Mr. Ree
Mr. Ree

Reputation: 881

How to elegantly wrap overloaded methods in java?

For example, there are some overloaded methods setData(T data) where T can be Something.Builder or Something (there is no common interface implemented by both of them or setData won't accept the common interface as its parameter).

The following code will work but introduce duplicated code.

public void setSomething(Something.Builder data) {
    thirdPartyLib.setData(data);
    ...
    cache = null;
}

public void setSomething(Something data) {
    thirdPartyLib.setData(data);
    ...
    cache = null;
}

Are there any better choices?

For instance, we can merge them into one function template in C++:

template<typename T>
void setSomething(T data) {
    thirdPartyLib.setData(data);
    ...
    cache = null;
}

But how can we do it in java?

Upvotes: 1

Views: 199

Answers (2)

Ralf Kleberhoff
Ralf Kleberhoff

Reputation: 7290

If I understand correctly, thirdPartyLib.setData(data) has (at least) two overloaded versions, one for Something, and one for Something.Builder.

In Java, overloaded methods are completely distinct from one another, just happen to have the same name.
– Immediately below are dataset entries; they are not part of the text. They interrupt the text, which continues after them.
PR #920, opened 2017-03-30
FEATURE: add Date.formatCldr helper

litovchenko1:
**What I did**

This change adds CLDR formatting capabillity to Date Eel helper,
to match functionality of format.date Fluid ViewHelper.

**How to verify it**

Just use `${Date.formatCldr(someDateObject, 'dd MMMM yyyy HH:mm:ss', 'de')}` to test. Also test different combinations with missing arguments.

**Checklist**

### DIFF
--- a/Neos.Eel/Classes/Helper/DateHelper.php
+++ b/Neos.Eel/Classes/Helper/DateHelper.php
@@ -75,19 +75,19 @@ class DateHelper implements ProtectedContextAwareInterface
      *
      * @param \DateTime $date
      * @param string $cldrFormat Format string in CLDR format (see http://cldr.unicode.org/translation/date-time)
-     * @param string $locale String locale - example (de|en|ru_RU). Must be one of Neos\Flow\I18n\Cldr\Reader\DatesReader::FORMAT_LENGTH_*'s constants.
+     * @param null|string $locale String locale - example (de|en|ru_RU)
      *
      * @return string
      */
-    public function formatCldr($date = null, $cldrFormat = null, $locale = null)
+    public function formatCldr($date, $cldrFormat, $locale = null)
     {
-        if ($date === null) {
-            $date = new \DateTime('now');
+        if (!$date instanceof \DateTimeInterface) {
+            throw new \InvalidArgumentException('"' . $date . '" could not be parsed by \DateTime constructor.');
         }
-        if ($cldrFormat === null) {
-            $cldrFormat = 'dd MMMM yyyy HH:mm:ss';
+        if (empty($cldrFormat)) {
+            throw new \InvalidArgumentException('CLDR date formatting parameter not passed.');
         }
-        if ($locale === null) {
+        if (empty($locale)) {
             $useLocale = $this->localizationService->getConfiguration()->getCurrentLocale();
         } else {
             $useLocale = new Locale($locale);
--- a/Neos.Eel/Classes/Helper/DateHelper.php
+++ b/Neos.Eel/Classes/Helper/DateHelper.php
@@ -13,14 +13,28 @@ namespace Neos\Eel\Helper;
 
 use Neos\Flow\Annotations as Flow;
 use Neos\Eel\ProtectedContextAwareInterface;
+use Neos\Flow\I18n\Exception as I18nException;
+use Neos\Flow\I18n\Formatter\DatetimeFormatter;
+use Neos\Flow\I18n\Locale;
+use Neos\Flow\I18n\Service as I18nService;
 
 /**
  * Date helpers for Eel contexts
- *
- * @Flow\Proxy(false)
  */
 class DateHelper implements ProtectedContextAwareInterface
 {
+    /**
+     * @Flow\Inject
+     * @var DatetimeFormatter
+     */
+    protected $datetimeFormatter;
+
+    /**
+     * @Flow\Inject
+     * @var I18nService
+     */
+    protected $localizationService;
+
     /**
      * Parse a date from string with a format to a DateTime object
      *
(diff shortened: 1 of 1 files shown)


Neos.Eel/Classes/Helper/DateHelper.php
```diff
@@ -57,6 +71,31 @@ public function format($date, $format)
     }
 
     /**
+     * Format a date to a string with a given cldr format
+     *
+     * @param \DateTime $date
+     * @param string $cldrFormat Format string in CLDR format (see http://cldr.unicode.org/translation/date-time)
+     * @param string $locale String locale - example (de|en|ru_RU). Must be one of Neos\Flow\I18n\Cldr\Reader\DatesReader::FORMAT_LENGTH_*'s constants.
```
albe: I think the second part of that line is a bit off, it's not a format length parameter :)

Neos.Eel/Classes/Helper/DateHelper.php
```diff
@@ -57,6 +71,31 @@ public function format($date, $format)
...
+     */
+    public function formatCldr($date = null, $cldrFormat = null, $locale = null)
+    {
+        if ($date === null) {
+            $date = new \DateTime('now');
+        }
+        if ($cldrFormat === null) {
+            $cldrFormat = 'dd MMMM yyyy HH:mm:ss';
+        }
+        if ($locale === null) {
```
aertmann: probably a good idea to not be strict about non set values to allow `${Date.formatCldr(date, '', 'fr')}` as well as `${Date.formatCldr(date, null, 'fr')}`

albe: Good point, bu then please be explicitly unstrict ;) i.e. `$cldrFormat === null || $cldrFormat === ''`
Relying on the PHP type juggling behaviour is a fallacy

kitsunet:
I would actually simply enforce giving a format and not fallback to any default.

litovchenko1:
VThank you very much for your support
My first function for CMS NEOS.

Examples:
dateObject_1 = ${Date.formatCldr(q(node).property("testMyDate"), 'dd MMMM yyyy HH:mm:ss', 'ru_RU')}
dateObject_2 = ${Date.formatCldr(q(node).property("testMyDate"), 'dd MMMM yyyy HH:mm:ss')}

Neos.Eel/Classes/Helper/DateHelper.php
```diff
@@ -57,6 +71,31 @@ public function format($date, $format)
     }
 
     /**
+     * Format a date to a string with a given cldr format
+     *
+     * @param \DateTime $date
+     * @param string $cldrFormat Format string in CLDR format (see http://cldr.unicode.org/translation/date-time)
+     * @param null|string $locale String locale - example (de|en|ru_RU)
+     *
```
aertmann: no empty line between these

aertmann:
regarding documentation, I think that is auto-generated but not sure if it happens regularly for the master branch though

Neos.Eel/Classes/Helper/DateHelper.php
dimaip: We tried adding the tests, but there are like 5 methods to mock for 3 lines of actual code, don't know if it's worth to load Ivan with such task :)

dimaip:
@kitsunet On the other hand `Date.format` does just that, would make sense to handle input the way it does?

Neos.Eel/Classes/Helper/DateHelper.php
```diff
@@ -13,15 +13,29 @@
 
 use Neos\Flow\Annotations as Flow;
 use Neos\Eel\ProtectedContextAwareInterface;
+use Neos\Flow\I18n\Exception as I18nException;
```
dimaip: This exception is currently not used. Remove it if you don't need it.

kdambekalns:
- Eel helper ref is rendered automatically
- why not mock lines for testing 3 lines?
- would be awesome to have this in 4.1, as it seems to be really almost done :)

Neos.Eel/Classes/Helper/DateHelper.php
```diff
@@ -57,6 +71,31 @@ public function format($date, $format)
...
+     * @param \DateTime $date
+     * @param string $cldrFormat Format string in CLDR format (see http://cldr.unicode.org/translation/date-time)
+     * @param null|string $locale String locale - example (de|en|ru_RU)
+     *
+     * @return string
+     */
+    public function formatCldr($date, $cldrFormat, $locale = null)
+    {
+        if (!$date instanceof \DateTimeInterface) {
+            throw new \InvalidArgumentException('"' . $date . '" could not be parsed by \DateTime constructor.');
```
bwaidelich: Can't we just use a `\DateTimeInterface` type hint instead?

bwaidelich: Also this would break if `$date` is not castable to string

dimaip:
@litovchenko1 how is your progress? Do you need any help to move forward?

dimaip:
@litovchenko1 ping

Neos.Eel/Classes/Helper/DateHelper.php
albe: good call

Neos.Eel/Classes/Helper/DateHelper.php
albe: Well, I prefer test coverage tbh. Basically that just shows that this method uses too much delegation, esp. the `$this->localizationService->getConfiguration()->getCurrentLocale();` for example violates the "Law of Demeter". So this should possibly be refactored, either by adding a method to localizationService or by adding a (protected) method in this helper, that fetches the current locale.

gerhard-boden:
@litovchenko1 ping :)

Would like to see this in 4.2, but not too much time left I'm afraid. Any chance you could find the time to get this finished within the upcoming weeks?

gerhard-boden:
Closed in favour of https://github.com/neos/flow-development-collection/pull/1032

You get exactly the same behavior if one is called setSomethingData(Something data), and the other setSomethingBuilderData(Something.Builder data). You can't write down a single call that switches between the two versions at runtime.

So at least for the setData() call, your code needs to have two separate statements. And then I see three approaches:

  • Stay with your duplicated setSomething() methods as given in the question. That's quite ok if it's just a handful of lines common to the two methods.
  • Have two setSomething() methods, but refactor the common parts into some helper method. I'd do that if there's more lines of common code.
  • Have one setSomething(Object data) method that decides internally which setData() version to call, using instanceof tests and casts. I'd avoid that like the plague, as it moves type-checking out of the compile-time into run-time.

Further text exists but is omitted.